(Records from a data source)
○ ○ ○ ○ ○

PR #3659, opened 2021-07-17
Finding a best fit acronym explanation

blaazetech:
#### Proposed Changes ####
New name for k3s as Kubẻs
Just like k8s goes for Kubernetes

#### Types of Changes ####
Naming related / Acronym stuff

#### User-Facing Change ####

```release-note

```


briandowns:
Thanks for submitting this! But I'm not sure we're looking to introduce any new terms at this point. We will keep it in mind in case this becomes relevant in the future.

Issue #3643, opened 2021-07-15
Make the addFeatureGate function an exported function.


phillipsj:
Please assign this feature request to me. Thanks.

**Is your feature request related to a problem? Please describe.**

Export the addFeatureGate function to enable it to be consumed by down stream projects.

brandond:
Nothing to test; this function will be reused in RKE2.

PR #3661, opened 2021-07-19
Exporting the AddFeatureGate function and adding a unit test for it.

phillipsj:
This change exports the AddFeatureGate function allowing upstream projects to make use of the same feature for adding feature gates. A unit test was also added to validate the formatting of the feature gate value.

* https://github.com/k3s-io/k3s/issues/3643

### DIFF
--- a/pkg/daemons/agent/agent.go
+++ b/pkg/daemons/agent/agent.go
@@ -57,13 +57,6 @@ func startKubelet(cfg *daemonconfig.Agent) error {
 	return executor.Kubelet(args)
 }
 
-func addFeatureGate(current, new string) string {
-	if current == "" {
-		return new
-	}
-	return current + "," + new
-}
-
 // ImageCredProvAvailable checks to see if the kubelet image credential provider bin dir and config
 // files exist and are of the correct types. This is exported so that it may be used by downstream projects.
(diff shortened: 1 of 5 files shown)


briandowns (approved):

brandond (approved):

brandond (changes requested):
Can you move this out of the pkg/daemons/agent package, into pkg/util or something?

pkg/daemons/agent/agent_test.go
```diff
@@ -0,0 +1,45 @@
+package agent
+
+import (
+	"testing"
+
+	"github.com/rancher/k3s/pkg/util"
+)
+
+func TestAddFeatureGate(t *testing.T) {
```
brandond, line 9: Test should go into the same module as the thing it's testing, so this should be `pkg/util/gates_test.go`

brandond (changes requested):

pkg/daemons/agent/agent_test.go
briandowns: Good call. I missed that.

phillipsj: Yeah, thanks for catching that. I missed it in the refactor.

brandond (approved):

brandond (approved):

Issue #3642, opened 2021-07-15
GetArgsList function appends additional hyphens to args if it already has hyphens.


phillipsj:
Please assign this bug to me. Thanks.

**Environmental Info:**
K3s Version: Main branch

**Describe the bug:**

When calling GetArgsList and passing an args that already have `--` you will get back args with `----`.

**Steps To Reproduce:**

- Installed K3s: 

**Expected behavior:**

That you only return args with two hyphens.

brandond:
This is needed so that we can use the function to merge additional args in downstream executors.

rancher-max:
This was mostly necessary for rke2 windows. The fact that's working is confirmation of this, and also this had unit tests added to them and is small enough that we should be able to trust those and not need any additional validation from me here.

PR #3662, opened 2021-07-19
Added logic to strip any existing hyphens before processing the args.

phillipsj:
Updated the logic to handle if extra args are passed with existing hyphens in the arg. The test was updated to add the additional case of having pre-existing hyphens. The method name was also refactored based on previous feedback.

* https://github.com/k3s-io/k3s/issues/3642

### DIFF
--- a/pkg/daemons/config/types.go
+++ b/pkg/daemons/config/types.go
@@ -257,10 +257,13 @@ func (a ArgString) String() string {
 	return b.String()
 }
 
-func GetArgsList(argsMap map[string]string, extraArgs []string) []string {
+// GetArgs appends extra arguments to existing arguments overriding any default options.
+func GetArgs(argsMap map[string]string, extraArgs []string) []string {
+	const hyphens = "--"
+
 	// add extra args to args map to override any default option
 	for _, arg := range extraArgs {
-		splitArg := strings.SplitN(arg, "=", 2)
+		splitArg := strings.SplitN(strings.TrimPrefix(arg, hyphens), "=", 2)
 		if len(splitArg) < 2 {
 			argsMap[splitArg[0]] = "true"
 			continue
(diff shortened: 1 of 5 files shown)


briandowns (approved):

pkg/daemons/config/types.go
```diff
@@ -258,10 +258,13 @@ func (a ArgString) String() string {
 	return b.String()
 }
 
-func GetArgsList(argsMap map[string]string, extraArgs []string) []string {
+// GetArgs appends extra arguments to existing arguments overriding any default options.
+func GetArgs(argsMap map[string]string, extraArgs []string) []string {
+	const hyphens = "--"
```
brandond, line 263: nit: we don't generally use consts inside functions in this codebase; move this up into the top of this file.

pkg/daemons/config/types.go
```diff
@@ -270,7 +273,7 @@ func GetArgsList(argsMap map[string]string, extraArgs []string) []string {
 	}
 	var args []string
 	for arg, value := range argsMap {
-		cmd := fmt.Sprintf("--%s=%s", arg, value)
+		cmd := fmt.Sprintf("--%s=%s", strings.TrimPrefix(arg,hyphens), value)
```
brandond, line 276:
```suggestion
		cmd := fmt.Sprintf("%s%s=%s", hyphens, strings.TrimPrefix(arg,hyphens), value)
```

brandond (changes requested):

pkg/daemons/config/types.go
briandowns: If it's only used in this function, it's convention to keep it within the scope it's used.

brandond:
It looks like you merged master into your branch, instead of rebasing onto it. Can you switch that around?

brandond (approved):

briandowns (approved):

○ ○ ○ ○ ○

_Work to be completed:_ List all lines from the entries that include the word "same".

_Task result:_
This change exports the AddFeatureGate function allowing upstream projects to make use of the same feature for adding feature gates. A unit test was also added to validate the formatting of the feature gate value.
brandond, line 9: Test should go into the same module as the thing it's testing, so this should be `pkg/util/gates_test.go`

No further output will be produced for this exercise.